DNV GL has developed a solution that is designed to reduce the risk of offshore floating vessel mooring line failure going undetected by replacing physical sensors with a machine learning algorithm that accurately predicts line failure in real time.
The Norwegean company's Smart Mooring solution addresses growing industry concern about the high frequency of mooring line failure, and a vessel’s subsequent loss of station. Over the past two decades, more than 20 incidents have been reported globally involving failure of permanent mooring systems on floating structures.
In the most severe cases, vessels have drifted and risers have ruptured, causing extended field shutdown, and risk to life, property and the environment.
Results from a numerical case study of a turret moored floating production, storage and offloading vessel (FPSO) with more than 4,000 test cases have demonstrated that DNV GL’s Smart Mooring solution can accurately identify when a mooring line has failed. Multiple pilot studies will be conducted on other offshore floating vessel types over the remainder of this year.
“Our Smart Mooring solution can be deployed to predict a mooring system’s response to various operating conditions. It determines when a mooring line has failed, more accurately and cost-effectively than physical tension sensors currently used to detect anomalies.

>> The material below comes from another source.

PR #399, opened 2016-12-29
Fix conversion build error when building with Clang 4.0

EricWF:
This patch fixes a build error with Clang 4.0. The emitted error is:

> /tmp/capnproto/c++/src/capnp/layout.h:129:65: error: value of type 'bool' is not implicitly convertible to 'capnp::Kind'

Conservatively, we estimate it is half the cost to implement our solution versus installing a mooring line tension monitoring system for a brownfield operation,” said Frank Ketelaars, Regional Manager, the Americas, DNV GL – Oil & Gas.

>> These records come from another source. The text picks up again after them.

PR #401, opened 2017-01-04
Add getFd method to FdInputStream and FdOutputStream

zombiezen:
These methods are useful if you're receiving a generic stream in application code and would like to check some non-stream behavior about the file (e.g. stat or isatty).  Of course, downcasting can fail and code should not rely on the file descriptor being available.

(Contribution is copyright Google Inc.)


kentonv:
Seems reasonable.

Tension sensors can be difficult and costly to maintain, and field experience suggests that they can be prone to failure within the first few years of installation.
DNV GL’s Smart Mooring solution can be used instead of replacing failed sensors in brownfield offshore operations, or as a complete alternative to implementing sensor technology in greenfield offshore oil and gas developments.
DNV GL’s experts developed the Smart Mooring solution by training a machine learning model to interpret the response of a vessel’s mooring system to a set of environmental conditions and are then able to determine which mooring line has failed.